Using the function_list dictionary, a registered function can be provisioned with its registered name.

# Get a pointer to the registered function.
fn = function_list.get("say_hi")

# Invoke the function.
fn()
# Prints: Hello World

Using a decorator to register available functions simplifies the overall code base. The alternative is to manually build up the dictionary in the module. Like so:

def hello_world():
  print("Hello World")

function_list = {}
function_list["say_hi"] = hello_world

For a small number of functions, this isn’t a big deal. However, as the number of functions grow having to explicitly manage the function_list becomes a bit tedious. Using a decorator allows keeping the registration logic with the functions actual declaration.

Using the Function Arguement#

An array of valid function is built in memory. When the command runs the function arguement is used to search for a valid registered command. If found it can be ran against the input provided via STDIN.

# Abbreviated to just focus on handling the function selection.
import argparse
from ft.functions import function_list

class Command:
  def parse_args(self):
    parser = self.get_argument_parser()
    args = parser.parse_args()
    function_name = args.function
    try:
      # Note: Here we see the function name that was specified on the command line
      # Being used to dynamically look up the function to invoke.
      # A pointer to the function is saved on the command instance.
      self.function = function_list[function_name]
    except KeyError:
      panic("Function not found: '{}'".format(function_name))

The identified function is then invoked by the child command instance in the handle_input method.

# Abbreviated
class Filter(Command):
  def handle_input(self, value):
    val_to_test = value
    # other stuff...
    # Here the function is actually invoked.
    result = self.function(val_to_test)

3. Making the Tool Available#

Each Python program has its own dedicated entry file.
Each file:

Does not have an extension. Example: filter.
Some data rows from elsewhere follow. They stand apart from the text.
PR #318, opened 2021-01-29
Make most class in Explorer plugin become static class

taooceros:
Make most helper class in Explorer become static class.

I am not sure why by design, they are instance class, and there are multiple duplicate instances. This pr makes them become static class because most of them don't save any information (except for ResultManager, which contains the PluginInitContext to change query), but just be used as a group of methods.


jjw24:
well for now it doesnt keep state, but later on it may such as allowing users to select how many results to display from index search.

This is keeping in line with the tradition of unix tools like ls and mkdir.
Has a shabang line of #!/usr/bin/env python3 that enables it to be run as a stand alone Python file using Python 3.

Looking at the filter command for example:

#!/usr/bin/env python3
from ft.commands.filter import Filter
Filter().run()

Building My Own Commands#

That is the gist for how shell-functools works. For me the next step is to use these patterns to create my own commandline tools. Perhaps that will be a later post.